Stored data entries:
PR #281, opened 2025-03-12
dbt Constraints / model contracts

bcmeireles:
### Summary

Related to https://github.com/dbt-labs/dbt-core/issues/6079, allows defining column types and constraints on columns in Dremio, supporting the dbt features of model contracts and constraints

### Description

- Added support to enforce column names and data types
- Retrieves data types and constraints defined in the model YML file and use it to generate the model DDL
- Dremio only supports the `not null` constraint and it is currently not enforced

### Test Results

Added a total of 18 new tests, inherited from dbt-core. 2 of these (rollback) are currently being skipped as Dremio does not enforce any constraints at the moment

### Changelog


dbt/include/dremio/macros/materializations/table/create_table_as.sql
```diff
@@ -41,6 +39,13 @@ limitations under the License.*/
   {{ config_cols("localsort by") }}
   {{ store_as_clause() }}
   {{ single_writer_clause() }}
+
+  {% if contract_config.enforced %}
+     {{ get_table_columns_and_constraints() }}
+     {{ get_assert_columns_equivalent(sql) }}
+     {% set sql = get_select_subquery(sql) %}
+  {% endif %}
```
bcmeireles, line 47: `get_select_subquery` is called here so that the order the columns are defined in the yaml does not need to be the same as in the sql query. This isn't mentioned in the [Maintainers Guide to Upgrade to 1.5.0](https://github.com/dbt-labs/dbt-core/discussions/7213) as this enhancement was added later

dbt/include/dremio/macros/materializations/view/create_view_as.sql
```diff
@@ -14,14 +14,15 @@ limitations under the License.*/
...
   {%- set sql_header = config.get('sql_header', none) -%}
 
   {{ sql_header if sql_header is not none }}
 
-  create or replace view {{ relation }} as {{ sql }}
+  create or replace view {{ relation }}
+  {% if contract_config.enforced %}
+     {{ get_assert_columns_equivalent(sql) }}
+     {% set sql = get_select_subquery(sql) %}
+  {% endif %}
```
bcmeireles, line 25: Same as the comment above

dbt/adapters/dremio/impl.py
```diff
@@ -42,6 +44,14 @@ class DremioAdapter(SQLAdapter):
     Relation = DremioRelation
     Column = DremioColumn
 
+    CONSTRAINT_SUPPORT = {
+        ConstraintType.check: ConstraintSupport.NOT_SUPPORTED,
+        ConstraintType.not_null: ConstraintSupport.NOT_ENFORCED,
+        ConstraintType.unique: ConstraintSupport.NOT_SUPPORTED,
+        ConstraintType.primary_key: ConstraintSupport.NOT_SUPPORTED,
+        ConstraintType.foreign_key: ConstraintSupport.NOT_SUPPORTED,
+    }
```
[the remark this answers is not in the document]
bcmeireles: Currently when creating tables Dremio only supports defining the `not null` constraint even though it does not enforce it. Once that behavior is present in Dremio we should update this to `ConstraintType.not_null: ConstraintSupport.ENFORCED,`

tests/functional/adapter/constraints/test_constraints.py
```diff
@@ -0,0 +1,152 @@
...
+class TestDremioTableConstraintsRuntimeDdlEnforcement(
+        DremioColumnEqualSetup, BaseConstraintsRuntimeDdlEnforcement):
+    @pytest.fixture(scope="class")
+    def expected_sql(self):
+        return _expected_sql_dremio
+
+
+# TODO: Revisit once at least one of the constraints starts being enforced
+@pytest.mark.skip("Dremio does not enforce any constraints so rollbacks can't be tested")
+class TestDremioTableConstraintsRollback(BaseConstraintsRollback):
```
bcmeireles, line 98: Once Dremio starts enforcing the `not null` constraint we can stop skipping these tests, I decided to leave them here even though skipped to future-proof this as they could be easy to miss later on

tests/functional/adapter/constraints/test_constraints.py
```diff
@@ -0,0 +1,152 @@
...
+
+class TestDremioIncrementalConstraintsColumnsEqual(
+        DremioColumnEqualSetup,
+        BaseIncrementalConstraintsColumnsEqual):
+    pass
+
+
+# TODO: Revisit once at least one of the constraints starts being enforced
+@pytest.mark.skip("Dremio does not enforce any constraints so rollbacks can't be tested")
+class TestDremioIncrementalConstraintsRollback(BaseIncrementalConstraintsRollback):
```
bcmeireles, line 110: Same reason as above for this skip

tests/functional/adapter/constraints/test_constraints.py
99Lys, line 1: Could you please explain how the tests are working here? Are we performing any tests here (or they are on dbt-core's side)? Asking because it's all `return`s and `pass`. Thanks!!

bcmeireles: They are inherited from dbt core itself. The tests that run are [these](https://github.com/dbt-labs/dbt-core/blob/main/tests/functional/adapter/constraints/test_constraints.py). Using `pass` just means that you're running them exactly as inherited. The `return`s aren't in the actual tests but on the fixtures, to override them, ie `expected_sql` as Dremio has a different SQL from the base dbt one, which overrides [this one](https://github.com/dbt-labs/dbt-core/blob/9d7820c356e6bbdd8af756df1fc1b1a2c086b857/tests/functional/adapter/constraints/test_constraints.py#L200-L227). This is how all the other dbt tests work. By inheriting I mean cases like `class TestDremioTableConstraintsRollback(BaseConstraintsRollback)` that mean that the `TestDremioTableConstraintsRollback` test suite will run the tests inside dbt's `BaseConstraintsRollback`, which can be found [here](https://github.com/dbt-labs/dbt-core/blob/9d7820c356e6bbdd8af756df1fc1b1a2c086b857/tests/functional/adapter/constraints/test_constraints.py#L253)

tests/functional/adapter/constraints/test_constraints.py
simonpannek: What is our take on skipping tests vs. marking them as explicitly failing right now?

bcmeireles: For functionality that Dremio does not support we have examples where we are skipping:
https://github.com/dremio/dbt-dremio/blob/16ccee374c1fbea54ca3c10dab8096bf79ba7992/tests/functional/adapter/utils/test_array_construct.py#L20-L22

Also my idea is that we're actively handling and decreasing the expected failures so we can move away from such logic in the pipeline. I'd say we should not add to the expected failures and that it would either be this or not have the test at all (since unsupported, but by removing this it's easier to miss adding it back once Dremio starts enforcing `not null`)

99Lys (approved):

simonpannek (approved):

tests/functional/adapter/constraints/test_constraints.py
```diff
@@ -0,0 +1,152 @@
...
+            ["1", schema_int_type, int_type],
+            ["'1'", string_type, string_type],
+            ["cast('2019-01-01' as date)", "date", "DATE"],
+            ["true", "boolean", "BOOLEAN"],
+            ["cast('2013-11-03 00:00:00-07' as TIMESTAMP)", "timestamp(6)", "TIMESTAMP"],
+            ["cast('1' as DECIMAL)", "DECIMAL", "DECIMAL"],
+        ]
+
+    @pytest.fixture(scope="class")
+    def dbt_profile_data(
```
howareyouman, line 56: Am I right that this function will no longer be needed after Simon's subfolder feature merged?

tests/functional/adapter/constraints/test_constraints.py
```diff
@@ -0,0 +1,152 @@
...
+        select 
+            'blue' as color, 
+            1 as id, 
+            '2019-01-01' as date_day 
+        ) as model_subq 
+    )
+"""
+
+
+class DremioColumnEqualSetup:
```
howareyouman, line 34: Could you please add documentation here about this class, I don't understand why do we need it.

tests/functional/adapter/constraints/test_constraints.py
howareyouman: In general, I see our strategy as - remove skips as more as possible and let the tests fail. 
The skips are fine if we have at least P2 ticket with them and we know how to fix them.

howareyouman (approved):
Could you please add more documentation in the test, but overall - great work, thanks!

howareyouman:
@bcmeireles Could you please update the changelog as well?

tests/functional/adapter/constraints/test_constraints.py
bcmeireles: I'll create a ticket for these and move it to backlog. Do note that this ticket will be blocked until dremio starts enforcing `not null`

tests/functional/adapter/constraints/test_constraints.py
bcmeireles: I'll be rebasing so we can confirm

tests/functional/adapter/constraints/test_constraints.py
bcmeireles: All the tests required these fixture overrides so instead of pasting the code in all of them I made a class out of them, that then gets inherited by the tests to avoid repetition. I'll add a comment explaining this

tests/functional/adapter/constraints/test_constraints.py
bcmeireles: I'm in favor of having expected fails if it's an issue with the test itself that must be fixed, in this case it's a test with something that Dremio does not currently support so I think skipping in these cases would be best. 

DX-101860 was created

tests/functional/adapter/constraints/test_constraints.py
bcmeireles: I've just tried this. This fixture is still needed with the latest changes

simonpannek: Yeah, it's really weird - so we do still need it, but sometimes it's fine to import it from our `utils.py` and sometimes we need to explicitly overwrite it. I haven't done the investigation yet on why this is the case

simonpannek (approved):

tests/functional/adapter/constraints/test_constraints.py
howareyouman: Let's create a ticket for it then.

howareyouman (approved):

tests/functional/adapter/constraints/test_constraints.py
bcmeireles: DX-101866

Task objective:
Among the lines above, find each one containing the string "right" and copy it.

Written reply:
simonpannek: What is our take on skipping tests vs. marking them as explicitly failing right now?
howareyouman, line 56: Am I right that this function will no longer be needed after Simon's subfolder feature merged?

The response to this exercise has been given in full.